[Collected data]
[Start of Attachment]
PR #321, opened 2025-02-05
Fix false negatives in the docpaths workflow

ptgott:
In `CheckDocsPathsForMissingRedirects`, a `trace.Wrap` call mistakenly includes an unrelated error as an argument, and the error is either nil or handled earlier in the function. This means that docs pull requests with insufficient redirects still cause the workflow to pass.

This change fixes the issue and adds testing for error handling in `CheckDocsPathsForMissingRedirects`. As part of this, it improves some other error messages returned by the function.

### DIFF
--- a/bot/internal/bot/docpaths.go
+++ b/bot/internal/bot/docpaths.go
@@ -3,13 +3,12 @@ package bot
 import (
 	"context"
 	"encoding/json"
-	"errors"
-	"os"
 	"path/filepath"
 	"strings"
 
 	"github.com/gravitational/shared-workflows/bot/internal/github"
 	"github.com/gravitational/trace"
+	"github.com/spf13/afero"
 )
 
 // DocsConfig represents the structure of the config.json file found in the docs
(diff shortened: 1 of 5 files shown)


bot/internal/bot/docpaths.go
```diff
@@ -3,13 +3,12 @@ package bot
...
 	"context"
 	"encoding/json"
-	"errors"
-	"os"
 	"path/filepath"
 	"strings"
 
 	"github.com/gravitational/shared-workflows/bot/internal/github"
 	"github.com/gravitational/trace"
+	"github.com/spf13/afero"
```
zmb3, line 11: Can we use `io/fs` instead of pulling in a dependency?

zmb3 (approved):

bot/internal/bot/docpaths.go
ptgott: Done in [9c4ac80](https://github.com/gravitational/shared-workflows/pull/321/commits/9c4ac80c776a7d7aac9e20729d9d35a798692d8f)

camscale (approved):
[End of Attachment]
**EXERCISE AIM**
Copy out the data in full, exactly.

**SOLUTION TO THE EXERCISE**
PR #321, opened 2025-02-05
Fix false negatives in the docpaths workflow

ptgott:
In `CheckDocsPathsForMissingRedirects`, a `trace.Wrap` call mistakenly includes an unrelated error as an argument, and the error is either nil or handled earlier in the function. This means that docs pull requests with insufficient redirects still cause the workflow to pass.

This change fixes the issue and adds testing for error handling in `CheckDocsPathsForMissingRedirects`. As part of this, it improves some other error messages returned by the function.

### DIFF
--- a/bot/internal/bot/docpaths.go
+++ b/bot/internal/bot/docpaths.go
@@ -3,13 +3,12 @@ package bot
 import (
 	"context"
 	"encoding/json"
-	"errors"
-	"os"
 	"path/filepath"
 	"strings"
 
 	"github.com/gravitational/shared-workflows/bot/internal/github"
 	"github.com/gravitational/trace"
+	"github.com/spf13/afero"
 )
 
 // DocsConfig represents the structure of the config.json file found in the docs
(diff shortened: 1 of 5 files shown)


bot/internal/bot/docpaths.go
```diff
@@ -3,13 +3,12 @@ package bot
...
 	"context"
 	"encoding/json"
-	"errors"
-	"os"
 	"path/filepath"
 	"strings"
 
 	"github.com/gravitational/shared-workflows/bot/internal/github"
 	"github.com/gravitational/trace"
+	"github.com/spf13/afero"
```
zmb3, line 11: Can we use `io/fs` instead of pulling in a dependency?

zmb3 (approved):

bot/internal/bot/docpaths.go
ptgott: Done in [9c4ac80](https://github.com/gravitational/shared-workflows/pull/321/commits/9c4ac80c776a7d7aac9e20729d9d35a798692d8f)

camscale (approved):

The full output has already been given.